All three of them have a fat content of 12% minimum. I went looking through the food list and the websites of local pet stores to see what was available. So far I've been looking at taking out the Wellness Indoor (she doesn't eat much of it) and replacing it with Blue Buffalo Weight Control, which has 9% minimum fat, and also with chicken as the main meat. 

I was also thinking about maybe adding a fourth food to her mix and was wondering if Nutro Natural Choice Indoor Weight Management would be okay to add. It's lower on the cat food list, and only has chicken meal as the first ingredient, but I figured it might fall under "junk food" category? It has only 10% fat, so I thought it might help, having a second lower fat food in her mix. 

Also, I believe I remember reading about this on other weight loss posts, but if I were to offer her baby food veggies/fruit each night (1 tablespoon or so), would that possibly help as well?

I'm not really sure where to start with helping her lose weight, so I figured I'd change her food first, and if that didn't work, try to figure out the next step. If you can offer any tips or advice for food mix, exercise, or any other ways, that'd be great!


----------



## SnufflePuff (Apr 16, 2009)

I had the same problem with Chloe a while back, she just kept gaining slowly and was getting on the chunky side (600g at her highest at the vet).
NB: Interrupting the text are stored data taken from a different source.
PR #887, opened 2019-10-14
IRSA-3158

lznakano:
https://jira.ipac.caltech.edu/browse/IRSA-3158
https://jira.ipac.caltech.edu/browse/IRSA-3166

Additional changes here: https://github.com/IPAC-SW/irsa-ife/pulls

This pull request is about the changes in DownloadDilaog.jsx that is used to handle finderchart download.  One property was added to DownloadButton and two properties were added to DownloadOptionPanel to handle Finderchart Download.

Please review the properties and let me know if you have any better suggestions.  I spent more time on the properties because I tried to avoid introducing new properties.  But after trying alternate ways, I think that  adding the properties has the least impact and changes to the existing codes in front and back ends. 

But I could be wrong.  Please check and let me know your suggestions.  Thanks!

Test  URL: https://irsawebdev9.ipac.caltech.edu/irsa-3158-3166-Lijun/applications/finderchart/

### DIFF
--- a/src/firefly/js/ui/DownloadDialog.jsx
+++ b/src/firefly/js/ui/DownloadDialog.jsx
@@ -4,7 +4,7 @@
 
 import React, {useCallback, useState} from 'react';
 import PropTypes from 'prop-types';
-import {set, cloneDeep, get} from 'lodash';
+import {set, cloneDeep, get, omit} from 'lodash';
 import DialogRootContainer from './DialogRootContainer.jsx';
 import {PopupPanel} from './PopupPanel.jsx';
 import {dispatchShowDialog, dispatchHideDialog} from '../core/ComponentCntlr.js';
@@ -76,7 +76,7 @@ export function DownloadButton(props) {
     const selectInfoCls = SelectInfo.newInstance(selectInfo);
 
     const onClick = useCallback(() => {
-        if (selectInfoCls.getSelectedCount()) {
+        if (selectInfoCls.getSelectedCount() || props.checkSelectedRow===false) {
             if(hasOnlyProprietaryData(getTblById(tbl_id))){
                 showInfoPopup('You do not have permission to download the selected data set(s).', 'Private Data Selected');
             }else if(!hasOnlyProprietaryData()){
@@ -103,9 +103,13 @@ export function DownloadButton(props) {
 DownloadButton.propTypes = {
     tbl_id      : PropTypes.string,
     tbl_grp     : PropTypes.string,
+    checkSelectedRow:PropTypes.bool
 };
 
 
+DownloadButton.defaultProps = {
+    checkSelectedRow:true
+};
 const noticeCss = {
     backgroundColor: 'beige',
     color: 'brown',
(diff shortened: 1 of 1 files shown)


src/firefly/js/ui/DownloadDialog.jsx
```diff
@@ -119,16 +123,24 @@ let dlTitleIdx = 0;
...
+
+        let {request,  selectInfo} = getTblById(tbl_id);
+        const {FileGroupProcessor, SearchProcessor} = dlParams;
+        if (SearchProcessor){
+            request.id = SearchProcessor;
+        }
+        if (imageSource){
+            request.selectImage = imageSource;
+        }
+
```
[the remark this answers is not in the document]
ejoliet: yes, i think this has to be passed from the parent, no need to have distinction here in Firefly code. If i understood Loi correctly, you need to add a function as a prop to the dialog and pass it from outiside, correct?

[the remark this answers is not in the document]
lznakano: @Loi 
Can you please check the function prop added in DownloadDialog?  The function is passed from FinderchartDownloadDialog.  Every component who is using DownloadDialog can pass its own function if it is needed.  Thank you for your good advice.  Using the function property, it is easy to fix the bug you noted in multi-search.   

@ejoliet The three color issue is from the old dev.  Since I did not update my pull request, there was an exception in PlotImageTask when the 3-color is requested.   I will test it after I rebase the dev.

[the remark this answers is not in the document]
lznakano: @loitly @ejoliet 
Please only check the function properties if you wish.   I fixed the issue for current target.  
I rebased with dev and am testing/debugging color image and multi-position search for all target.  The color image issue is not related to what I am doing.   It is uploading image failure.  Once I have these two issues solved, I will build the test URL.  FYI

lznakano:
I rebased firefly with dev, the color image is loaded after the rebase.  The bugs in download multi-position are fixed.   
Please test:
 1. Check the function property introduced to DownloadOptionPanel and let me know if it is OK
 2. I did not introduce the function property for DownloadButton,  I also don't like the property introduced.  I checked the props and could not find anything else that can be used for Finderchart single position search which has no table involved.   Any idea or suggestions are welcome.
3. All downloads seem working fine except the issue with switching from workspace back to local.  As I noted,  it is a bug in the dev version of workspace.  
Thanks!

ejoliet:
@loitly could you look at it again? i agree with the refactor proposed from Lijun and the cleanup/.checks she made gives confident that the dialog is useful and correctly used by external Firefly-based UI.

src/firefly/js/ui/DownloadDialog.jsx
```diff
@@ -103,9 +103,13 @@ export function DownloadButton(props) {
 DownloadButton.propTypes = {
     tbl_id      : PropTypes.string,
     tbl_grp     : PropTypes.string,
+    need_selectInfo:PropTypes.bool
```
loitly: Minor:  Can you change the property to `checkSelectedRow`?

src/firefly/js/ui/DownloadDialog.jsx
```diff
@@ -217,7 +240,12 @@ DownloadOptionPanel.propTypes = {
 
 DownloadOptionPanel.defaultProps= {
     groupKey: 'DownloadDialog',
-};
+    updateRequest:null,
+    updateDownloadRequest:null,
+    dlParams:   PropTypes.shape({
+        SearchProcessor: undefined
+       })
```
loitly: `updateRequest` should be `updateSearchRequest`
`dlParams` should not contains `shape`.  This is where you define default values.
Actually, they whole block of update is not needed.  It's setting default values that are either wrong or is already the default behavior.  I suggest removing the whole block.

lznakano: Thanks for spotting the left over stuff.  I changed the way to implement it and left those unused properties there.

src/firefly/js/ui/DownloadDialog.jsx
lznakano: Yes, I will change it.

PR #888, opened 2019-10-15
IRSA-3179: implement proprietary data access for SOFIA

loitly:
https://jira.ipac.caltech.edu/browse/IRSA-3179
Test: https://irsawebdev9.ipac.caltech.edu/IRSA-3179_sofia_proprietary_not_working/applications/sofia/

Additional changes:  https://github.com/IPAC-SW/irsa-ife/pull/93

SOFIA: proprietary queries/downloads not working.

When accessing proprietary data aware services, user's credential has to be explicitly requested when the connection is created.  This has not been done to any of IRSA's React based applications.  This PR added a few things to enable this feature and also ensure that SOFIA's server-side code implements it.

Also, refactor HttpServices to simplify its API.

What I did instead of switching out the higher fat foods for lower fat foods,was just add a few lower fat foods, and feed less of the higher fat foods. Natural Balance Calorie Control was a big hit, as was Blue Longevity (basically the same as Blue Buffalo).

Hiding kibble around the cage also seemed to work really well to get her active. I was thinking of trying the whole swimming thing but never got around to it. I also started feeding her vegetables before she went to bed to help her fill up on those.

I'm not sure how often you can feed veggies or fruit/veggie baby food though. I've heard it's not good to feed them every night, but I think 3-4 times a week should be okay? Maybe someone else knows better.

Eventually I did completely remove the higher fat foods so that her mix contained foods with 8-10% instead of 12%. The 2-4% doesn't seem like a lot but it did make a difference. It took about 4-6 months of very gradual weight loss but I eventually got Chloe down to a nice 550g, which seemed like an okay weight for her.

Mind you, once spring hit she started dropping a little too much weight and before I had a chance to get higher fat foods back in the mix she got sick with the URI, stopped eating all together and now, weighing in at 470-480g, she is practically on kitten food in an attempt to get weight back on her. That was just an isolated incident, but it is important to make sure they don't lose weight too quickly.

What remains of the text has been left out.